What you have to do:
For the listing below, give the number of lines that contain the word "facilities" and no other text.

Given information:
==================================================
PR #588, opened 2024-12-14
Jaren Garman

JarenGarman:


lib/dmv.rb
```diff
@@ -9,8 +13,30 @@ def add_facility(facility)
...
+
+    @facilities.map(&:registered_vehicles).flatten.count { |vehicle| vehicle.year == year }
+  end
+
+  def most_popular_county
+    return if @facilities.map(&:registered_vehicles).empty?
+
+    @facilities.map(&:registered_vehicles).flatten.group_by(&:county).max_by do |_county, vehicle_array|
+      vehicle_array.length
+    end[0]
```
==================================================
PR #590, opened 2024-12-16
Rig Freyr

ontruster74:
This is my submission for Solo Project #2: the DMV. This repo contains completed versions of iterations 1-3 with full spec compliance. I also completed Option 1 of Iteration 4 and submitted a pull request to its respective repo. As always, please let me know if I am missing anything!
==================================================
Your response:
3